Sophomore, Tabithia Ramsey (Austin, TX) placed second at 53 kilos/116.6 pounds. The effort was Ramsey's best in her collegiate freestyle career. Last season Ramsey earned All-American honors with a third place finish in the US Junior National Championships.
Sophomore, Ranae Faaborg (Radcliffe, IA) placed second at 65 kilos/143 pounds. Faaborg a University All-American a year ago recorded her best finish in the sport this weekend.
A pair of freshman Adriana Cervantes (Petaluma, CA) and Gabrielle Portillo (El Paso, TX) each placed fourth in their weight classes. Cervantes placed fourth at 57 kilos/125.4 pounds, and Portillo placed fourth at 61 kilos/134.2 pounds. This was the first freestyle competition for both this former high school wrestling stars.
Senior Katie Ross (Greensboro, NC) place fifth at 57 kilos/125.4 pounds.

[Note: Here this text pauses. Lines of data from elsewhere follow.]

Issue #3176, opened 2019-03-31
Errors when incorrect global flag is used with just one dash


15baraniana:
## Version of Singularity:

3.1-2

### Expected behavior

`sudo singularity -debug build lolcow.sif library://sylabs-jms/testing/lolcow`
Probably should give an error about bad flags

'sudo singularity -star build lolcow.sif library://sylabs-jms/testing/lolcow'
Also should give an error

### Actual behavior

`sudo singularity -debug build lolcow.sif library://sylabs-jms/testing/lolcow`
No error and no actions

`sudo singularity -star build lolcow.sif library://sylabs-jms/testing/lolcow`
Performs the build in silent mode

### Steps to reproduce behavior

Try some misspelled global flags with just 1 dash (`-star,-deb,-de`)

gvallee:
This has been fixed in PR #3230

PR #3230, opened 2019-04-04
CLI command/flag manager

cclerget:

Add a CLI command/flag register system to ease CLI command/flag management


pkg/cmdline/cmd.go
```diff
@@ -0,0 +1,124 @@
...
+
+// NewCommandManager instantiates a CommandManager
+func NewCommandManager(rootCmd *cobra.Command) *CommandManager {
+	if rootCmd == nil {
+		panic("nil root command passed")
+	}
+	cm := &CommandManager{
+		rootCmd:   rootCmd,
+		groupCmds: make(map[string][]*cobra.Command),
+		errPool:   make([]error, 0),
```
mem: you don't need this

pkg/cmdline/cmd.go
```diff
@@ -0,0 +1,124 @@
...
+		fm:        newFlagManager(),
+	}
+	return cm
+}
+
+func (m *CommandManager) pushError(f string, a ...interface{}) {
+	m.errPool = append(m.errPool, fmt.Errorf(f, a...))
```
mem: it would be better if `pushError` took error (`pushError(errs ...error)`) so that the client code can decide what to do with the errors.

If you feel formatting errors like this is necessary, you could have `pushErrorf(format string, args ...interface{})` (in addition to pushError, not instead of)

pkg/cmdline/cmd.go
```diff
@@ -0,0 +1,124 @@
...
+}
+
+// GetError returns the error pool
```
mem, line 72: what's the intention behind this?

pkg/cmdline/cmd.go
```diff
@@ -0,0 +1,124 @@
...
+func (m *CommandManager) GetError() []error {
+	return m.errPool
+}
+
+// RegisterCmd registers a child command for the root command
+func (m *CommandManager) RegisterCmd(cmd *cobra.Command, interspersed bool) {
+	// panic here because it's a misuse of API and generally from
+	// global context or init() functions
+	if cmd == nil {
+		panic("nil command passed")
```
mem, line 84: please don't panic, please return errors.

pkg/cmdline/cmd.go
```diff
@@ -0,0 +1,124 @@
...
+	rootCmd   *cobra.Command
+	groupCmds map[string][]*cobra.Command
+	errPool   []error
+	fm        *flagManager
+}
+
+// NewCommandManager instantiates a CommandManager
+func NewCommandManager(rootCmd *cobra.Command) *CommandManager {
+	if rootCmd == nil {
+		panic("nil root command passed")
```
mem, line 46: please don't panic, please return errors

pkg/cmdline/cmd.go
```diff
@@ -0,0 +1,124 @@
...
+	} else if childCmd == nil {
+		panic("nil child command passed")
+	}
+	parentCmd.AddCommand(childCmd)
+	childCmd.Flags().SetInterspersed(interspersed)
+}
+
+// SetCmdGroup creates a group of commands identified by name
+func (m *CommandManager) SetCmdGroup(name string, cmds ...*cobra.Command) {
+	m.groupCmds[name] = make([]*cobra.Command, 0)
```
mem: you can do `m.groupCmds[name] = append([]*cobra.Command{}, cmds...)` and you can loop over cmds to check for `nil` if necessary. Or preallocate the slice to the correct size (`make(..., 0, len(cmds))`)

pkg/cmdline/cmd.go
```diff
@@ -0,0 +1,124 @@
...
+	for _, c := range m.rootCmd.Commands() {
+		if c.Name() == name {
+			return c
+		}
+	}
+	return nil
+}
+
+// GetSubCmd return the named command associated with parent command given as argument
+func (m *CommandManager) GetSubCmd(parentCmd *cobra.Command, name string) *cobra.Command {
```
mem: you can leave `m` out since you are not using it.

And that makes me question why you need to attach `GetSubCmd` to `CommandManager` (same with the add variant, but here it's more obvious)

pkg/cmdline/cmd.go
```diff
@@ -0,0 +1,124 @@
...
+	for _, c := range parentCmd.Commands() {
+		if c.Name() == name {
+			return c
+		}
+	}
+	return nil
+}
+
+// RegisterCmdFlag registers a flag for a command
+func (m *CommandManager) RegisterCmdFlag(flag *Flag, cmds ...*cobra.Command) {
```
mem: I was wondering why you had cmd as the second argument...

Since the common case is to register a flag for a single command, wouldn't it be more natural to have `RegisterCmdFlag(cmd *cobra.Command, flag *Flag)`?

pkg/cmdline/cmd.go
```diff
@@ -0,0 +1,124 @@
...
+	if err := m.fm.registerCmdFlag(flag, cmds...); err != nil {
+		m.pushError(err.Error())
```
mem: this is what I meant before: err.Error() discards all the information associated with err and only leaves the string representation.

pkg/cmdline/cmd_test.go
```diff
@@ -0,0 +1,139 @@
...
+
+	if err := registerCmd(cm, nil); err == nil {
+		t.Errorf("unexpected success with nil command")
+	}
+
+	if err := registerCmd(cm, childCmd); err != nil {
+		t.Errorf("unexpected error while registering command: %s", err)
+	}
+
+	if cm.GetCmd("nochild") != nil {
```
mem: where do these strings come from?

pkg/cmdline/env.go
```diff
@@ -0,0 +1,61 @@
...
+	return nil
+}
+
+// EnvBool sets a bool flag if the CLI option is unset and env var is set
+func EnvBool(flag *pflag.Flag, envvar string) error {
+	if flag.Changed || envvar == "" {
+		return nil
+	}
+
+	if err := flag.Value.Set(envvar); err != nil {
```
mem: the name "envvar" suggests this is the name of the environment variable, but the use suggests this is the value.

mem: the reason why this can return an error is because the value `envvar` is not a boolean (1, t, T, true, TRUE, True, 0, f, F, false, FALSE, False). If the value the user is placing in the environment variable is not a boolean, I'm not sure setting the flag to true is a good idea, as this might lead to surprising behavior (e.g. "VAR=no ...")

pkg/cmdline/env.go
```diff
@@ -0,0 +1,61 @@
...
+	}
+
+	flag.Changed = true
+	sylog.Debugf("Updated flag '%s' value to: %s", flag.Name, flag.Value)
+	return nil
+}
+
+// EnvStringNSlice writes to a string or slice flag if CLI option/argument
+// string is unset and env var is set
+func EnvStringNSlice(flag *pflag.Flag, envvar string) error {
```
mem: I would stick to `EnvStringSlice` (I can't really figure out what "N" represents here)

pkg/cmdline/env_test.go
```diff
@@ -70,11 +70,11 @@ func TestEnvStringNSlice(t *testing.T) {
 	v = cmd.Flag("stringSlice").Value.String()
 	assert.Equal(t, v, "[]", "The flag should be unset.")
 
-	envStringNSlice(cmd.Flag("stringSlice"), "sliceval")
+	EnvStringNSlice(cmd.Flag("stringSlice"), "sliceval")
 	v = cmd.Flag("stringSlice").Value.String()
 	assert.Equal(t, v, "[sliceval]", "The flag should be set to value provided.")
 
-	envStringNSlice(cmd.Flag("stringSlice"), "newsliceval")
+	EnvStringNSlice(cmd.Flag("stringSlice"), "newsliceval")
```
mem: interesting... there should be tests that test the slice part of "EnvStringSlice", all these tests are looking at a single string.

mem (changes requested):

pkg/cmdline/cmd.go
cclerget: The intention is to check for error once CLI has been created and before executing cobra main command in https://github.com/sylabs/singularity/pull/3230/files#diff-8ad62a32a8a9f39c5f800c0dbb487d60R218

pkg/cmdline/cmd.go
cclerget: Right !

pkg/cmdline/cmd.go
cclerget: It's really intentional and decided to add `panic` because there is no interaction with user input here, those conditions are not supposed to be reached when used correctly, so if developer does something wrong, code just panic with an explicit message instead of simply ignoring this check like most lib

pkg/cmdline/cmd.go
cclerget: Well both `GetCmd` and `GetSubCmd` are not used actually, but this refactor is intended to also provide a convenient way to deal with CLI from plugin by just passing `CmdManager` instance to plugin interface. Yes it doesn't necessary to be a member of `CommandManager`

pkg/cmdline/cmd.go
cclerget: Because cmds is a variadic function

pkg/cmdline/cmd_test.go
cclerget: This is the check for non-existent command. Will add comment

pkg/cmdline/env.go
cclerget: I didn't originally write this code, just copied `env.go` as is and did few changes. Will address your comments. Thanks !

pkg/cmdline/env.go
cclerget: I guess it's for `And`

pkg/cmdline/env_test.go
cclerget: Will rewrite the whole tests for env

pkg/cmdline/cmd.go
cclerget: Looks like not necessary. Will change

gvallee:
I ran a test and I confirm that it fixes #3176

cmd/internal/cli/singularity.go
```diff
@@ -141,15 +208,27 @@ var SingularityCmd = &cobra.Command{
 // flags appropriately. This is called by main.main(). It only needs to happen
 // once to the root command (singularity).
 func ExecuteSingularity() {
+	setSylogMessageLevel()
+	setSylogColor()
+
+	cmdManager.UpdateCmdFlagFromEnv(envPrefix)
+
+	// error reported by command manager is considered as fatal
+	for _, e := range cmdManager.GetError() {
```
ikaneshiro, line 215: This loop will only print the first error, is that intentional?

ikaneshiro (commented):
Looking good to me, one question

cmd/internal/cli/singularity.go
cclerget: Will fix that. Thanks !

ikaneshiro (approved):

cmd/internal/cli/singularity.go
```diff
@@ -141,15 +208,31 @@ var SingularityCmd = &cobra.Command{
...
+	setSylogColor()
+
+	cmdManager.UpdateCmdFlagFromEnv(envPrefix)
+
+	cliErrors := 0
+	for _, e := range cmdManager.GetError() {
+		sylog.Errorf("%s", e)
+	}
+	// any error reported by command manager is considered as fatal
+	if cliErrors > 0 {
```
mem, line 220: why should cliErrors change between line 216 and here?

cmd/internal/cli/singularity.go
```diff
@@ -123,9 +191,8 @@ func setSylogColor(cmd *cobra.Command, args []string) {
 var SingularityCmd = &cobra.Command{
 	TraverseChildren:      true,
 	DisableFlagsInUseLine: true,
-	PersistentPreRun:      persistentPreRun,
 	RunE: func(cmd *cobra.Command, args []string) error {
-		return errors.New("Invalid command")
+		return errors.New("")
```
mem: I'm guessing this empty error message has to do with the code below...

cmd/internal/cli/singularity.go
```diff
@@ -141,15 +208,31 @@ var SingularityCmd = &cobra.Command{
...
-		if str := err.Error(); strings.Contains(str, "unknown flag: ") {
-			flag := strings.TrimPrefix(str, "unknown flag: ")
-			SingularityCmd.Printf("Invalid flag %q for command %q.\n\nOptions:\n\n%s\n",
-				flag,
-				cmd.Name(),
-				cmd.Flags().FlagUsagesWrapped(getColumns()))
-		} else {
+		name := cmd.Name()
+		if _, ok := err.(cmdline.FlagError); !ok {
+			if err.Error() != "" {
```
mem: ... this has to do with the code above, I guess?

The flow of the code is a little confusing. When I first read this, I was expecting to see "ok", so I thought this branch was entered when the type-assertion succeeded. After reading more carefully, I realize this branch is hit when the type-assertion _fails_ (and the asserted value is discarded).

Even after figuring that bit out, I'm still confused as to what's going on here.

The original code (which is ugly, I wrote that, I'm allowed to say it) was trying to deal with cobra's handling of unknown flags.

You figured how to clean that up: yay! (I completely missed FlagErrorFunc).

What I'm thinking is that instead of returning errors.New("") above, you can return either a sentinel value (package-level variable that can be compared against, as in `if err == foo.ErrSomeProblem`) or a specific type, so that you can type assert here:

```
switch err := err.(type) {
case cmdline.FlagError:
    // lines 233-235 to report invalid flags
case somethingElse:
    // whatever extra handling is needed, this should cover this special case
default:
   // generic error that we don't know how to handle
   SingularityCmd.Printf("Error for command %q: %s\n\n", name, err)
   SingularityCmd.Println(cmd.UsageString())
}
```

pkg/cmdline/cmd.go
mem: Not sure about this. In the specific case you describe, without this you would still get a panic from the next line (cmd.SetFlagErrorFunc) because that function tries to access a field in cmd (in Go it's valid to call a method with a nil receiver, so calling the function does not panic). From that point of view, the only thing this is doing is changing the message that gets displayed. You will still have to walk up the stack to figure out why cmd is nil.

I guess I'm saying this specific use is OK.

pkg/cmdline/cmd.go
```diff
@@ -0,0 +1,167 @@
...
+// RegisterSubCmd registers a child command for parent command given as argument
+func (m *CommandManager) RegisterSubCmd(parentCmd, childCmd *cobra.Command, interspersed bool) {
+	// panic here because it's a misuse of API and generally from
+	// global context or init() functions
+	if parentCmd == nil {
+		panic("nil parent command passed")
+	} else if childCmd == nil {
+		panic("nil child command passed")
+	} else if !m.isRegistered(parentCmd) {
+		panic("parent command not registered")
```
mem, line 104: this one I'm not so sure about. childCmd == nil would cause a panic around line 95 or 96 if not in line 94.

What exactly happens if parentCmd is not registered?

Also, since I'm looking at this code: is there _anywhere_ where we set Interspersed to a different value? I get the impression that we want to set it to something specific (true, maybe?) everywhere, so why bother making that an argument?

pkg/cmdline/cmd.go
```diff
@@ -0,0 +1,167 @@
...
+	}
+	parentCmd.AddCommand(childCmd)
+	childCmd.Flags().SetInterspersed(interspersed)
+	m.SetCmdGroup(m.GetCmdName(childCmd), childCmd)
```
mem, line 108: Looking at this (and only this), shouldn't this be `m.GetCmdName(parentCmd)`?

I'm probably misunderstanding what this does

pkg/cmdline/cmd.go
```diff
@@ -0,0 +1,167 @@
...
+}
+
+// SetCmdGroup creates a group of commands identified by name
+func (m *CommandManager) SetCmdGroup(name string, cmds ...*cobra.Command) {
+	if m.groupCmds[name] != nil {
+		panic(fmt.Sprintf("group %s already exists", name))
```
mem, line 116: please do not panic.

In this particular instance, this is strange. I would expect this method to be called multiple times with the same value in name (it's a command group, you are trying to add multiple things to a single group, and I would expect "name" to be the name of that group).

Either documentation needs extending, or this check needs to be removed.

pkg/cmdline/cmd.go
```diff
@@ -0,0 +1,167 @@
...
+	}
+	tmp := make([]*cobra.Command, 0, len(cmds))
+	for _, c := range cmds {
+		if c != nil {
+			tmp = append(tmp, c)
+		}
+	}
+	if len(tmp) == 0 {
+		panic("creation of an empty group")
```
mem: Please do not panic.

I would say the proper way to handle this is to check len(cmds) at the top and return if it's zero.

pkg/cmdline/cmd.go
```diff
@@ -0,0 +1,167 @@
...
+
+// GetCmdGroup returns group of commands corresponding to name
+func (m *CommandManager) GetCmdGroup(name string) []*cobra.Command {
+	return m.groupCmds[name]
+}
+
+// GetCmd returns the named command associated with root command
+func (m *CommandManager) GetCmd(name string) *cobra.Command {
+	cmds := m.groupCmds[name]
+	if cmds == nil || len(cmds) > 1 {
```
mem, line 148: `len(cmds) == 0`?

pkg/cmdline/cmd.go
```diff
@@ -0,0 +1,167 @@
...
+		return nil
+	}
+	return cmds[0]
```
mem, line 151: wait... the first command added to the group is associated with the root command? And the others?

pkg/cmdline/cmd.go
```diff
@@ -0,0 +1,167 @@
...
+
+// GetCmdName returns name associated with the provided command.
+// If command is named child and has two parents named parent1 and parent2,
+// this function will return "parent1_parent2_child".
+// Passing the root command to this function returns an empty string.
+func (m *CommandManager) GetCmdName(cmd *cobra.Command) string {
+	var names []string
+
+	c := cmd
+	for c != nil {
```
mem: I would prefer

```
for c := cmd; c != nil; c = c.Parent() {
```

that should make it more evident what this is doing.

pkg/cmdline/cmd.go
```diff
@@ -0,0 +1,167 @@
...
+		if c == m.rootCmd {
+			break
+		}
+		names = append([]string{c.Name()}, names...)
```
mem: in the common case this won't matter, but this is a lot of work in terms of allocations.

    names = append(names, c.Name())

and then reverse the slice:

    for i, j := 0, len(names)-1; i < j; i, j = i+1, j-1 {
        names[i], names[j] = names[j], names[i]
    }

pkg/cmdline/cmd.go
mem: Yeah, that I can see.

I meant since the common case is to have a flag added to a single command, reverse the arguments and take a single command. For the non-common case, you can still use:

    RegisterCmdFlag(cmd1, flag)
    RegisterCmdFlag(cmd2, flag)
    // ...

why would that be a bad thing?

pkg/cmdline/cmd_test.go
```diff
@@ -0,0 +1,155 @@
...
+import (
+	"fmt"
+	"reflect"
+	"testing"
+
+	"github.com/spf13/cobra"
+	"github.com/sylabs/singularity/internal/pkg/test"
+)
+
+var rootCmd = &cobra.Command{Use: "root"}
```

Ross is a two-time University National All-American.
"It was a great effort by our team," said UMM head coach Doug Reese. "They have been working hard for months, and they were hungry for competition. I am not surprised at all by the results."
The University of Regina won the tournament with 34 points, UM-Morris placing second with 23 points, and the University of Saskatchewan placing third scoring 20 team points.